The final monster to take place will be Summer Sonic(Aug. 18-19). If Fuji Rock can be dubbed the "nature festival," then Summer Sonic is clearly its urban counterpart. Taking place concurrently in the Tokyo area and Osaka, it caters to fans of the biggest names in both the international and domestic music scenes. Pop star Rihanna and California punks Green Day are set to headline, with popular rock acts New Order and Franz Ferdinand also playing. Though an outdoor performance might sound better, the ethereal Sigur Ros should put on a good show despite being on the indoor Mountain Stage performing material from new album, "Valtari." Australian sensation Gotye and Canadian buzz artist Grimes are also must-see acts due to their popularity overseas.

Finally, taking the spotlight for the first time at the event (though she'll also be at Rock in Japan) is Harajuku princess and overnight sensation Kyary Pamyu Pamyu. Expect a crowd full of curious Green Day fans for that one.

Jazz & classical

Of course not all festivals are frantic, sweaty affairs. The soothing sounds of the country's jazz and classical events are just as likely to cool you down on a hot summer night (unless, of course, you're at a lively Soil & "Pimp" Sessions jazz gig).

Taking the lead in this field is Sapporo City Jazz (July 7-Aug. 23), which will again take over Hokkaido's capital for more than a month of music. The majority of the festivities will take place at the striking White Rock Music Tent in Odori Park in the center of Sapporo, but be sure to head to the North Jam Session concerts where there'll be performances by jazzy favorites such as Juju, the always charismatic Crazy Ken Band and disco and R&B singer Cheryl Lynn.

The Saito Kinen Festival Matsumoto (Aug. 4-Sept. 7) in Nagano Prefecture is the top pick for classical-music concerts. Fans of these particular proceedings will be relieved to know that although celebrated conductor Seiji Ozawa will not be able to directly lead any of the performances on stage due to health concerns, he was able to take the mantle of music director for the highlight: "Stravinsky: A Soldier's Tale." The work is a collaboration with Kazuyoshi Kushida, artistic director of the Matsumoto Performing Arts Center, who will also participate as an actor in the production itself.
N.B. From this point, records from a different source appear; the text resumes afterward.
PR #13642, opened 2026-01-20
[Inner Loop Customizations] feedback classifier

### LINKED ISSUE #13497: [Client Customization] Integrate the APIView feedback entry point into the CustomizedCodeUpdateTool
### 🧩 Name of the Activity

Add integration for the APIView feedback in the CustomizedCodeUpdateTool

### 🎯 Goal of this Activity

Automate the process for updating client.tsp/code based on APIView/architect feedback to speed up the review process time for service teams.

### 🌟 Champion Scenarios

Context:
- User passes in APIView URL

Results:
- TypeSpec customizations: client.tsp is updated to address any comments that can be addressed via TypeSpec decorators
   -- Success: All comments that require no further changes (like discussion comments/TypeSpec decorators that appropriately address a comment/no linting/build/etc. failures + custom code conflicts from decorator updates are all resolved)
   -- Failure: All comments that cannot be addressed via TypeSpec decorators + require code customizations/build and linting errors will be returned

### 🔧 How is this Activity Done Today?

Currently, service teams manually look through all APIView comments and update the client.tsp. They then validate by compiling the tsp file + generating the SDK.

### 🛠️ Tools Needed to Support This Activity

- APIView get-metadata tool/endpoint/etc.: https://github.com/Azure/azure-sdk-tools/issues/13137
- https://github.com/orgs/Azure/projects/865/views/4?pane=issue&itemId=3790920938&issue=Azure%7Cazure-sdk-tools%7C13498

### LINKED ISSUE #13498: [Client Customizations] feedback/error classifier
Add an MCP service/tool to be integrated into the CustomizedCodeUpdateTool, which feedback/comments/errors/breaking changes/etc., and classifies them into:
* Success: No changes needed (discussion comments)
* Failure: Max iterations exceeded OR stalled progress detected
* TypeSpec Customizations: Issue fixable with client.tsp TSP decorators

Subtask:
* Add tests and ensure classifier produces deterministic output for all languages with:
  - build errors
  - linting errors
  - breaking changes
  - architect feedback
  - PR comments
  - discussion/questions

swathipil:
fixes: #13498
fixes: #13497

Issues created for follow-up tasks:
- #14067
- #14068


.github/skills/customization-classifier/tests/README.md
```diff
@@ -0,0 +1,123 @@
...
+```bash
+pytest test_classifier.py -v
+```
+
+### Run specific test
+```bash
+pytest test_classifier.py -v -k "basic_rename"
+```
+
+## Test Cases
```
swathipil: remove section

tools/azsdk-cli/Azure.Sdk.Tools.Cli/CopilotAgents/Tools/FileTools.cs
```diff
@@ -118,4 +119,100 @@ public static AIFunction CreateListFilesTool(
             "ListFiles",
             description);
     }
+
+    /// <summary>
```
swathipil, line 151: TODO: Is this necessary? Remove and evaluate results.

tools/azsdk-cli/Azure.Sdk.Tools.Cli/Microagents/Tools/FetchWebpageTool.cs
```diff
@@ -0,0 +1,90 @@
+using System.ComponentModel;
```
swathipil: remove file

tools/azsdk-cli/Azure.Sdk.Tools.Cli/Microagents/Tools/GrepSearchTool.cs
```diff
@@ -0,0 +1,119 @@
+using System.ComponentModel;
```
swathipil: remove file

tools/azsdk-cli/Azure.Sdk.Tools.Cli/Services/FeedbackClassifierService.cs
```diff
@@ -0,0 +1,293 @@
...
+        string? serviceName = null,
+        string? codeCustomizationDocUrl = null,
+        CancellationToken ct = default)
+    {
+        if (customizableItems.Count == 0)
+        {
+            return true;
+        }
+
+        // Stage 1: Batch classify all items in a single LLM call
```
swathipil: // TODO: Test accuracy/speed of single item vs. multiple items vs. all items for larger batches to determine "ideal" batch size

tools/azsdk-cli/Azure.Sdk.Tools.Cli/CopilotAgents/Tools/FileTools.cs
swathipil: leaving in b/c grep search will be more optimal for checking pattterns in build log errors against package files

tools/azsdk-cli/Azure.Sdk.Tools.Cli/Tools/TypeSpec/CustomizedCodeUpdateTool.cs
```diff
@@ -120,150 +180,640 @@ public override async Task<CommandResponse> HandleCommand(ParseResult parseResul
...
+
+                // Step 2: First classification (empty context - determines what needs TypeSpec work)
+                logger.LogInformation("=== First Classification ===");
+                await classifier.ClassifyAsync(customizable, globalContext.ToString(), language, null, codeCustomizationDocUrl, ct);
+                MoveItemsByStatus(customizable, success, failure);
+
+                // TODO: TESTING - Output results and return early
+                OutputResults(customizable, success, failure, globalContext.ToString());
+                return BuildResponse(success, failure, customizable);
+
```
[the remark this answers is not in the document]
swathipil: will be updated later when other sections are added

tools/azsdk-cli/Azure.Sdk.Tools.Cli/Tools/TypeSpec/CustomizedCodeUpdateTool.cs
```diff
@@ -120,150 +180,640 @@ public override async Task<CommandResponse> HandleCommand(ParseResult parseResul
...
     }
 
-    [McpServerTool(Name = CustomizedCodeUpdateToolName), Description("Update customized TypeSpec-generated client code")]
-    public Task<CustomizedCodeUpdateResponse> UpdateAsync(string commitSha, string packagePath, CancellationToken ct = default)
-        => RunUpdateAsync(commitSha, packagePath, ct);
+    [Description("Classify feedback and update customized TypeSpec-generated client code")]
+    public Task<CommandResponse> ClassifyAndUpdate(
+        string commitSha,
+        string packagePath,
+        string tspProjectPath,
```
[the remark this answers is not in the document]
swathipil: removed

tools/azsdk-cli/Azure.Sdk.Tools.Cli/Services/FeedbackClassifierService.cs
swathipil: | Batch Size (40 comments available total)   | Accuracy | Duration | Items/sec | LLM Calls |
|--------------|----------|----------|-----------|-----------|
| 1            | 82.5%    | 714.7s   | 0.06      | 40        |
| 5            | 82.5%    | 216.5s   | 0.18      | 8         |
| 100 (all)    | 100%     | 235.9s   | 0.17      | 1         |

## Key Findings

- **Large batches = best accuracy** (100% vs 82.5%)
- **Large batches = best speed** (≈3× faster than batch size 1)
- Interestingly, smaller batches miss the same patterns — `@access` decorator items fail without sufficient context

- Updated batch size to >40.
- If the @access decorator items fail in practice, the prompt/ref doc may need to be updated.

tools/azsdk-cli/Azure.Sdk.Tools.Cli/Helpers/ClientCustomization/PlainTextFeedbackItem.cs
```diff
@@ -0,0 +1,43 @@
+// Copyright (c) Microsoft Corporation.
+// Licensed under the MIT License.
+
+using Azure.Sdk.Tools.Cli.Models;
+using Microsoft.Extensions.Logging;
+
+namespace Azure.Sdk.Tools.Cli.Helpers.ClientCustomization;
```
samvaity: These look like models to me than helpers?

tools/azsdk-cli/Azure.Sdk.Tools.Cli/CopilotAgents/Tools/FileTools.cs
```diff
@@ -118,4 +119,81 @@ public static AIFunction CreateListFilesTool(
...
+                                    break;
+                                }
+                            }
+                        }
+                        if (matches.Count >= maxResults)
+                        {
+                            break;
+                        }
+                    }
+                    catch { /* Skip unreadable files */ }
```
samvaity: Consider adding a counter for skipped files or at least logging so that we log if an exception occurs.

tools/azsdk-cli/Azure.Sdk.Tools.Cli/CopilotAgents/Tools/FileTools.cs
```diff
@@ -118,4 +119,81 @@ public static AIFunction CreateListFilesTool(
...
             description);
     }
+
+    /// <summary>
+    /// Creates a GrepSearch tool that searches for patterns in files within a base directory.
+    /// </summary>
+    /// <param name="baseDir">The base directory for relative path resolution.</param>
+    /// <param name="description">Optional custom description for the tool.</param>
+    /// <returns>An AIFunction that searches files for patterns.</returns>
+    public static AIFunction CreateGrepSearchTool(
```
samvaity, line 157: Good functional capability, I think this will help in other works too.

tools/azsdk-cli/Azure.Sdk.Tools.Cli/CopilotAgents/Tools/FileTools.cs
```diff
@@ -118,4 +119,81 @@ public static AIFunction CreateListFilesTool(
...
+        string baseDir,
+        string description = "Search for patterns in files within the project")
+    {
+        return AIFunctionFactory.Create(
```
samvaity, line 161: We should add some directory exclusions
  // Directories to skip during recursive search
    HashSet<string> ignoredDirs = new(StringComparer.OrdinalIgnoreCase)
    {
        ".git", "node_modules", "bin", "obj", "dist", ".vs", ".idea",
        "packages", "TestResults", "__pycache__", ".tox", "target"
    };

tools/azsdk-cli/Azure.Sdk.Tools.Cli/CopilotAgents/Tools/FileTools.cs
```diff
@@ -118,4 +119,81 @@ public static AIFunction CreateListFilesTool(
...
+                if (!ToolHelpers.TryGetSafeFullPath(baseDir, path, out var searchPath))
+                {
+                    throw new ArgumentException("The provided path is invalid or outside the allowed base directory.");
+                }
+                if (!Path.Exists(searchPath))
+                {
+                    throw new ArgumentException($"Path {path} does not exist", nameof(path));
+                }
+
+                var regex = isRegex ? new Regex(pattern, RegexOptions.IgnoreCase | RegexOptions.Compiled) : null;
```
samvaity:
```suggestion
                 // Regex with timeout to prevent ReDoS from LLM-generated patterns
            Regex? regex = null;
            if (isRegex)
            {
                try
                {
                    regex = new Regex(pattern, RegexOptions.IgnoreCase, TimeSpan.FromMilliseconds(500));
                }
                catch (ArgumentException ex)
                {
                    throw new ArgumentException($"Invalid regex pattern: {ex.Message}", nameof(pattern));
                }
            }
```

tools/azsdk-cli/Azure.Sdk.Tools.Cli/CopilotAgents/Tools/FileTools.cs
```diff
@@ -118,4 +119,81 @@ public static AIFunction CreateListFilesTool(
...
+                var files = File.Exists(searchPath)
+                    ? [searchPath]
+                    : Directory.GetFiles(searchPath, "*", SearchOption.AllDirectories).Take(2000).ToArray();
```
samvaity: 🤔 @m-redding C# wise do you know if there is a better way to do this?
is it `Directory.EnumerateFiles` ?

tools/azsdk-cli/Azure.Sdk.Tools.Cli/CopilotAgents/Tools/FileTools.cs
```diff
@@ -118,4 +119,81 @@ public static AIFunction CreateListFilesTool(
...
+                        foreach (var line in File.ReadLines(file))
+                        {
+                            lineNum++;
+                            if (isRegex ? regex!.IsMatch(line) : line.Contains(pattern, StringComparison.OrdinalIgnoreCase))
+                            {
+                                matches.Add(new
+                                {
+                                    FilePath = Path.GetRelativePath(baseDir, file),
+                                    LineNumber = lineNum,
+                                    Content = line.Trim()
```
samvaity: I think this will remove meaningful indentation in code files. Is there a specific need to do this?

tools/azsdk-cli/Azure.Sdk.Tools.Cli/Helpers/ClientCustomization/PlainTextFeedbackItem.cs
```diff
@@ -0,0 +1,43 @@
...
+            Context = string.Empty
+        };
+
+        var batch = new FeedbackBatch
+        {
+            Items = new List<FeedbackItem> { feedbackItem }
+        };
+
+        return Task.FromResult(batch);
+    }
```
samvaity:
```suggestion
     ct.ThrowIfCancellationRequested();
    _logger.LogInformation("Processing plain text feedback");

    return Task.FromResult(new FeedbackBatch
    {
        Items = [new FeedbackItem
        {
            Text = _plainText,
            Context = string.Empty
        }]
    });
```

samvaity: actually, is the FeedbackBatch a list of just one item here, don't understand?

tools/azsdk-cli/Azure.Sdk.Tools.Cli/Models/Responses/FeedbackClassificationResponse.cs
```diff
@@ -0,0 +1,61 @@
...
+
+        if (!string.IsNullOrEmpty(Message))
+        {
+            sb.AppendLine(Message);
+        }
+
+        return sb.ToString();
+    }
+
+    public class ItemClassificationDetails
```
samvaity, line 57: nit: need docstrings

tools/azsdk-cli/Azure.Sdk.Tools.Cli/Models/Responses/FeedbackClassificationResponse.cs
```diff
@@ -0,0 +1,61 @@
...
+    {
+        public string ItemId { get; set; } = string.Empty;
```
samvaity, line 62: how does this itemId help?

tools/azsdk-cli/Azure.Sdk.Tools.Cli/Models/FeedbackData.cs
```diff
@@ -0,0 +1,86 @@
...
+    
+    /// <summary>
+    /// Item has been successfully resolved
+    /// </summary>
+    SUCCESS,
+    
+    /// <summary>
+    /// Item cannot be resolved and requires manual intervention
+    /// </summary>
+    FAILURE
```
samvaity: nit: requires_manual_intervention

failure could suggest something else?

tools/azsdk-cli/Azure.Sdk.Tools.Cli/Prompts/Templates/FeedbackClassificationTemplate.cs
```diff
@@ -0,0 +1,220 @@
...
+
+/// <summary>
+/// Template for classifying SDK feedback and routing them to the appropriate phase.
+/// Supports batch classification of multiple feedback items in a single LLM call,
+/// with strictly formatted ID-keyed output for robust parsing.
+/// </summary>
+public class FeedbackClassificationTemplate : BasePromptTemplate
+{
+    public override string TemplateId => "feedback-classification";
+    public override string Version => "2.0.0";
```
samvaity:
```suggestion
    public override string Version => "1.0.0";
```

tools/azsdk-cli/Azure.Sdk.Tools.Cli/Prompts/Templates/FeedbackClassificationTemplate.cs
```diff
@@ -0,0 +1,220 @@
...
+    public override string Description => "Classify SDK feedback items in batch and route to appropriate phase";
+
+    private readonly string? _serviceName;
+    private readonly string? _language;
```
samvaity, line 21: should these be required instead of optional?

tools/azsdk-cli/Azure.Sdk.Tools.Cli/Prompts/Templates/FeedbackClassificationTemplate.cs
```diff
@@ -0,0 +1,220 @@
...
+        sb.AppendLine($"""
+        **Current Context:**
+        - Service: {_serviceName ?? "N/A"}
+        - Language: {_language ?? "N/A"}
+
+        **Task:**
+        Classify ALL of the feedback items listed below. For each item, determine the appropriate classification: **TSP_APPLICABLE**, **SUCCESS**, or **FAILURE**.
+        - If the feedback is non-actionable (discussion, informational, "keep as is", or about build/generation succeeding), classify as **SUCCESS**.
+        - If the feedback is actionable AND TypeSpec client customization decorators can address it (based on the reference documentation below), classify as **TSP_APPLICABLE**.
+        - If the feedback is actionable but NO TypeSpec decorators can address it (requires code-level changes), classify as **FAILURE**.
```
samvaity: here failure == requires code-level changes whereas above failure == requires manual intervention.
We should confirm.

tools/azsdk-cli/Azure.Sdk.Tools.Cli/Services/FeedbackClassifierService.cs
```diff
@@ -0,0 +1,271 @@
...
+    }
+
+    /// <summary>
+    /// Classifies feedback items in chunked batch LLM calls. Mutates items in place.
+    /// </summary>
+    public async Task<FeedbackClassificationResponse> ClassifyItemsAsync(
+        List<FeedbackItem> items, 
+        string globalContext, 
+        string? language = null,
+        string? serviceName = null,
```
samvaity, line 70: these should not be optional?

tools/azsdk-cli/Azure.Sdk.Tools.Cli/Services/FeedbackClassifierService.cs
```diff
@@ -0,0 +1,271 @@
...
+            matchedIds.Add(id);
+            ApplyClassification(item, classification, reason);
+        }
+
+        // Handle any items that weren't in the response
+        foreach (var item in items.Where(i => !matchedIds.Contains(i.Id)))
+        {
+            _logger.LogWarning("Item {Id} was not found in batch classification result. Defaulting to FAILURE.", item.Id);
+            item.Status = FeedbackStatus.FAILURE;
+            item.Context += "\nClassification failed: item missing from batch LLM response";
```
samvaity: consider StringBuilder for better performance.

tools/azsdk-cli/Azure.Sdk.Tools.Cli/Services/FeedbackClassifierService.cs
```diff
@@ -0,0 +1,271 @@
...
+    /// Reason: explanation
+    /// </summary>
+    private void ParseBatchResult(List<FeedbackItem> items, string result)
+    {
+        var itemLookup = items.ToDictionary(i => i.Id, i => i);
+        var matchedIds = new HashSet<string>();
+
+        // Match blocks like: [some-guid-id]\nClassification: ...\nReason: ...
+        var blockPattern = new Regex(
+            @"\[(?<id>[^\]]+)\]\s*\n\s*Classification:\s*(?<classification>\S+)\s*\n\s*Reason:\s*(?<reason>.+)",
```
samvaity: compiled for every call. Consider making it a static compiled field

tools/azsdk-cli/Azure.Sdk.Tools.Cli/Services/FeedbackClassifierService.cs
```diff
@@ -0,0 +1,271 @@
...
+                $"Could not determine spec repo root from TypeSpec project path: {tspProjectPath}",
+                nameof(tspProjectPath));
+        }
+        return repoRoot;
+    }
+
+    /// <summary>
+    /// Loads the TypeSpec client customization guide from eng/common/knowledge/customizing-client-tsp.md.
+    /// </summary>
+    private async Task<string> LoadTspCustomizationGuideAsync(CancellationToken ct)
```
samvaity: Is this loaded every call? Since this is static content we should avoid reloading.

tools/azsdk-cli/Azure.Sdk.Tools.Cli/Services/FeedbackClassifierService.cs
```diff
@@ -0,0 +1,271 @@
...
+        var result = await _agentRunner.RunAsync(new CopilotAgent<string>
+        {
+            Instructions = prompt,
+            MaxIterations = 25,
+            Tools = specTools
+        }, ct);
+
+        _logger.LogInformation("=== Batch Classification Result ===");
+        _logger.LogInformation("{Result}", result);
+        _logger.LogInformation("=== End Batch Result ===");
```
samvaity: should this be debug?

tools/azsdk-cli/Azure.Sdk.Tools.Cli/CopilotAgents/Tools/FileTools.cs
m-redding: yeah Directory.EnumerateFiles would be a better way to do this because you can start enumerating over the array before it's done creating the entire collection, whereas with  GetFiles you are waiting to get the entire list. For big searches up to 2000 files like this it would be more efficient

tools/azsdk-cli/Azure.Sdk.Tools.Cli/CopilotAgents/Tools/FileTools.cs
```diff
@@ -118,4 +119,81 @@ public static AIFunction CreateListFilesTool(
...
+                            continue;
+                        }
+
+                        int lineNum = 0;
+                        foreach (var line in File.ReadLines(file))
+                        {
+                            lineNum++;
+                            if (isRegex ? regex!.IsMatch(line) : line.Contains(pattern, StringComparison.OrdinalIgnoreCase))
+                            {
+                                matches.Add(new
```
m-redding: nit you could use a record here to be a little more readable but also fine as is

tools/azsdk-cli/Azure.Sdk.Tools.Cli/CopilotAgents/Tools/FileTools.cs
```diff
@@ -118,4 +119,81 @@ public static AIFunction CreateListFilesTool(
...
+                    throw new ArgumentException($"Path {path} does not exist", nameof(path));
+                }
+
+                var regex = isRegex ? new Regex(pattern, RegexOptions.IgnoreCase | RegexOptions.Compiled) : null;
+                var files = File.Exists(searchPath)
+                    ? [searchPath]
+                    : Directory.GetFiles(searchPath, "*", SearchOption.AllDirectories).Take(2000).ToArray();
+
+                var matches = new List<object>();
+                foreach (var file in files)
```
m-redding: Could consider adding some parallelization here to speed this up

tools/azsdk-cli/Azure.Sdk.Tools.Cli/Helpers/ClientCustomization/IFeedbackItem.cs
```diff
@@ -0,0 +1,17 @@
...
+// Licensed under the MIT License.
+
+using Azure.Sdk.Tools.Cli.Models;
+
+namespace Azure.Sdk.Tools.Cli.Helpers.ClientCustomization;
+
+/// <summary>
+/// Represents a source of feedback for SDK customization (APIView comments, build errors, etc.)
+/// </summary>
+public interface IFeedbackItem
```
m-redding: Could the preprocessing just be done directly instead of abstracting them out? Since the usage isn't polymorphic and I don't see this used in dependency injection. Also, the implementation of preprocess is very different for the two types of feedback

tools/azsdk-cli/Azure.Sdk.Tools.Cli/CopilotAgents/Tools/FileTools.cs
m-redding: Or maybe even adding a "filetype" option to only look at .cs files for example

tools/azsdk-cli/Azure.Sdk.Tools.Cli/Services/FeedbackClassifierService.cs
```diff
@@ -0,0 +1,271 @@
...
+        var tspApplicableCount = 0;
+        var classifications = new List<FeedbackClassificationResponse.ItemClassificationDetails>();
+
+        foreach (var item in items)
+        {
+            var classification = item.Status switch
+            {
+                FeedbackStatus.SUCCESS => "SUCCESS",
+                FeedbackStatus.FAILURE => "FAILURE",
+                _ => "TSP_APPLICABLE"
```
m-redding, line 113: curious - why make tsp applicable the default instead of failure?

tools/azsdk-cli/Azure.Sdk.Tools.Cli/Tools/TypeSpec/CustomizedCodeUpdateTool.cs
```diff
@@ -268,6 +288,82 @@ private async Task<CustomizedCodeUpdateResponse> RunUpdateAsync(string commitSha
...
+            }
+
+            var classifier = new FeedbackClassifierService(
+                _agentRunner,
+                loggerFactory,
+                typeSpecHelper,
+                tspProjectPath
+            );
+
+            FeedbackBatch feedbackBatch;
```
m-redding: Could this just be a list of feedback items instead of needing to define a type for the batch?

tools/azsdk-cli/Azure.Sdk.Tools.Cli/Tools/TypeSpec/CustomizedCodeUpdateTool.cs
```diff
@@ -268,6 +288,82 @@ private async Task<CustomizedCodeUpdateResponse> RunUpdateAsync(string commitSha
...
+            if (!string.IsNullOrWhiteSpace(apiViewUrl))
+            {
+                feedbackBatch = await new APIViewFeedbackItem(apiViewUrl, feedbackService, loggerFactory.CreateLogger<APIViewFeedbackItem>()).PreprocessAsync(ct);
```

Other highlights include a chamber concert featuring Yu Kosuge on piano, and the orchestra concerts, which will have the complete Saito Kinen Orchestra on full display under the baton of British conductor Daniel Harding.

Jazz lovers will see the summer end on a high note with the Tokyo Jazz Festival (Sept. 7-9), three days of smooth reverberations spread out over three venues across the capital. Notables this year include Take 6, Ben E. King and Burt Bacharach, as well as the sultry numbers of Esperanza Spalding and the captivating Balkan Beat Box boogieing with Japan's own Soil & "Pimp" Sessions. Or dress chic and strut on down to the Cotton Club to spend your evenings taking in different forms of jazz from around the globe. Not a bad way to spend those final balmy days of the summer season.

Special shows

The sheer volume of festivals in Japan can be a bit overwhelming, and sometimes it takes something extra special to attract new fans. So, the following events don't fit into one single category of musical experience, but are well worth checking out if possible.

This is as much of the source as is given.